▶ WORK TO COMPLETE:
Provide only the number of lines in the data below that contain the string "flow".

▶ PROVIDED RECORDS:
PR #2927, opened 2023-10-14
Jaimin

### LINKED ISSUE #2856: [grid] One wide column not inline when on tiny screen
# Bug Report
With a screen size of 447px and smaller, when a grid contains a `one wide column`, the subsequent `column` is forced onto the next line, even though the number of columns is exactly 16. Displaying on a screen size larger than 448px displays correctly. Changing to `two wide column` (and `fourteen wide column`) also works correctly. 

## Steps to reproduce
1. Create a `ui grid` containing a `one wide column` and a `fifteen wide column`
2. Reduce your window width to 447px

## Expected result
The `fifteen wide column` is displayed **next to** the `one wide column`

## Actual result
The `fifteen wide column` is displayed **under** the `one wide column`. You can see on the jsfiddle that the second `ui grid` with a `two wide column` and a `fourteen wide column` always displays correctly.

## Testcase
https://jsfiddle.net/szxkdre1/1/

## Screenshot (if possible)
One wide column

## Version
2.9.2

JaiminR28:
## Description
Solved the issue with "fifteen wide column" element which is forced to next line on reducing the window size below 447px.
In the semantic.css file by removing the ' flex-wrap' property and setting it to default as no-wrap.

JsFiddle Link of issue: https://jsfiddle.net/xvzns35r/1/

image

## Testcase

Solved JsFiddle Link: https://jsfiddle.net/jaiminrathwa28/5ymr3s1a/9/

## Screenshot (if possible)

chrome_lnBco9GFPq

## Closes

#2856

### DIFF
--- a/dist/components/grid.css
+++ b/dist/components/grid.css
@@ -8,36 +8,35 @@
  *
  */
 
-
 /*******************************
             Standard
 *******************************/
 
 .ui.grid {
-  display: flex;
-  flex-flow: row wrap;
-  align-items: stretch;
-  padding: 0;
+    display: flex;
+    flex-flow: row wrap;
+    align-items: stretch;
+    padding: 0;
 }
 
 /* ----------------------
       Remove Gutters
 ----------------------- */
 .ui.grid {
-  margin: -1rem -1rem;
+    margin: -1rem -1rem;
 }
 .ui.relaxed.grid {
-  margin-left: -1.5rem;
-  margin-right: -1.5rem;
+    margin-left: -1.5rem;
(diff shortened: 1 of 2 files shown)


lubber-de (changes requested):
1. Please don't change the dist/css files directly but do changes inside the /src/*.less files instead 
2. Pleae use a proper PR title 😉 
3. Your change breaks the whole wrapping functionality of the grid and its variants

See
gridflex

lubber-de:
Closing because of the above mentioned reasons and no more response. Please create a new PR if desired

PR #2941, opened 2023-11-21
feat(form): optional ignore native field validations

alvarolm:
adding the attribute "native-validation" with value "false" will cause to skip the native validation message if there is one

## Description
this change allows to disable (skip) the native validation message when adding the attribute "native-validation" with value "false".
non-breaking change.

https://discord.com/channels/453127116427493376/1019661054936096798/threads/1176304818260816007

### DIFF
--- a/src/definitions/behaviors/form.js
+++ b/src/definitions/behaviors/form.js
@@ -1628,6 +1628,7 @@
         errorFocus: true,
         dateHandling: 'date', // 'date', 'input', 'formatter'
         errorLimit: 0,
+        noNativeValidation: false,
 
         onValid: function () {},
         onInvalid: function () {},
--- a/src/definitions/behaviors/form.js
+++ b/src/definitions/behaviors/form.js
@@ -1349,7 +1349,7 @@
                             fieldErrors = [],
                             isDisabled = $field.filter(':not(:disabled)').length === 0,
                             validationMessage = $field[0].validationMessage,
-                            noNativeValidation = $field.filter("[native-validation='false']").length === 1,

▶ SOLUTION TO THIS PROBLEM:
2